# JAVA im Scite compilen



## mC pAiN (21. Februar 2005)

Hallo,

in der Schule benutzen wir den Scite um JAVA-Programme zu schreiben. Natürlich ist da alles schon perfekt engerichtet. Jetzt habe ich mir eben die neuste version des Editors geladen, wo auch die JAVA API drin ist. Nur wenn ich ein Programm schreibe und im Scite Compilen möchte sagt er mir:



> >javac Test.java
> >Das System kann die angegebene Datei nicht finden.

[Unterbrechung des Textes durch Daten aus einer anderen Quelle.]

PR #1326, opened 2023-04-26
Fixes race conditions when tracking file syncing

prioux:
Adds logic to try twice if a sync object gets newly created and picked up by multiple clients on the same server. Twice is enough because the second time the code will receive a completion status from whatever other process did permorm the operation.

This commit should get rid forever of all exceptions that appeared as:

CbrainTransitionException: Sync status was changed before lock was acquired.

### DIFF
--- a/BrainPortal/app/models/sync_status.rb
+++ b/BrainPortal/app/models/sync_status.rb
@@ -126,42 +126,51 @@ class SyncStatus < ApplicationRecord
     unless userfile_id
       return yield
     end
+    prettyfile = "'#{userfile.name}' (##{userfile_id})" # for messages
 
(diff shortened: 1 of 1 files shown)


prioux:
Note for reviewers: the main difference is that in 4 methods, I inserted a new block:

```ruby
2 times do
  (OLD indented by two more spaces)
end

if status check not expected
   raise exception
end
```

The code in the `2.times` block is pretty much unchanged except at the end, instead of a `status_transition!(blah)` we have a `break if status_transition(blah)` (note the absence of the `!` in the method name).

prioux:
Consider reviewing this with spacing not significant.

Was muss ich denn einstellen, damit das klappt?


----------



## Bernd1984 (22. Februar 2005)

Hallo,

  Du hast das SDK (Java 1.4.) oder das JDK (Java 5) installiert?
    Die Umgebungsvariable JAVA_HOME ist gesetzt?
    Das "bin"-Verzeichnis des SDK ist im Pfad?

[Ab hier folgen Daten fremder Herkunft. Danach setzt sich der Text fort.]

PR #1331, opened 2023-05-04
fix error message duplication for duplicate filename ( fixes #1309 )

### LINKED ISSUE #1309: Trying to upload a file that already exists shows bad error message
When trying to upload a file that already exists, users get to see the message "422 Unprocessable entity"; that show up until a new page is loaded and THEN the proper message "name has already been taken" is shown.

MontrealSergiy:
Fixes confusing error messages when trying to upload a file that already exists shows bad error message

I did not investigate messages for any other errors.

https://github.com/aces/cbrain/issues/1309

### DIFF
--- a/BrainPortal/app/controllers/userfiles_controller.rb
+++ b/BrainPortal/app/controllers/userfiles_controller.rb
@@ -549,8 +549,9 @@ class UserfilesController < ApplicationController
         flash[:error]  += "It might help to rename the file.\n" if flash[:error].include? "Name is already"
         respond_to do |format|
           format.html { redirect_to redirect_path }
-          format.json { render :json => { :notice => flash[:error] }, :status => :unprocessable_entity
-                        flash.discard
+          format.json {
+                          render :json => { :notice => flash[:error] }, :status => :unprocessable_entity
+                          flash.discard # no need to repeat error message
                       }
         end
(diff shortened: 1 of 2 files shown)


prioux:
I doesn't seem to work. I tried uploading twice the same file and the second time I still get the ugly 422 Unprocesseable Entity message.

prioux:
Never mind, it works, my Firefox was still caching the old javascript.

BrainPortal/app/controllers/userfiles_controller.rb
```diff
@@ -546,9 +546,13 @@ def create #:nodoc:
         userfile.errors.each do |field, error|
           flash[:error] += "#{field.to_s.capitalize} #{error}.\n"
         end
+        flash[:error]  += "It might help to rename the file.\n" if flash[:error].include? "Name is already"
```
prioux, line 549: The error message is normally `Name has already been taken.` which doesn't match `Name is already`

MontrealSergiy: corrected as requested, but feel free to drop that line if still in doubts

prioux:
I verified that it works and I will merge it, but I will adjust the message a little afterwards.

    Wenn Du mindestens eine dieser Fragen mit nein beantworten kannst, dann haben wir den  Fehler schon gefunden.


----------



## hrothgar (22. Februar 2005)

Hi

 SciTe ist ein ganz netter Editor, mir ist allerdings auch keine Version bekannt die die Java Klassenbibliotheken direkt mitinstalliert, (siehe Bernd 1984). Das musst Du also schon von Hand machen. 
 Wenn Du Dir das ersparen möchtest solltest du einen Blick auf Eclipse werfen, das kommt fix und fertig und läuft sofort, es ist als Entwicklungsumgebung auch sehr viel mächtiger und komfortabler als SciTe obwohl es zugegebenerweise auf den ersten Blick etwas erschlägt. Trotzdem würde ich SciTe nur für ganz kleine und simple Programme verwenden wollen.


----------



## mC pAiN (22. Februar 2005)

Bernd1984 hat gesagt.:
			
		

> Hallo,
> 
> Du hast das SDK (Java 1.4.) oder das JDK (Java 5) installiert?
> Die Umgebungsvariable JAVA_HOME ist gesetzt?
> ...



Das SDK habe ich installiert.
Die anderen beiden Punkte muss ich dann leider mit nein beantworten   
Wie kann ich das denn machen. Ich habe mal Google bemüht, bin aber nicht wirklich fündig geworden (vielleicht habe ich auch falsch gesucht)...


----------



## Bernd1984 (22. Februar 2005)

Hallo, 

   in den Eigenschaften von Arbeitsplatz (Desktop)  (bei XP unter Erweitert) kannst Du die Umgebungsvariaben setzten
   Name: JAVA_HOME
   Wert:   z.B. C:\Programme\j2sdk1.4.1_03

   und den Path einfach erweitern um z.B. C:\Programme\j2sdk1.4.1_03\bin
   und das ; als Trennzeichen nicht vergessen


----------



## mC pAiN (22. Februar 2005)

Bernd1984 hat gesagt.:
			
		

> Hallo,
> 
> in den Eigenschaften von Arbeitsplatz (Desktop)  (bei XP unter Erweitert) kannst Du die Umgebungsvariaben setzten
> Name: JAVA_HOME
> ...



Wow. Es klappt 
Vielen Dank für die Hilfe. Super erklärt


----------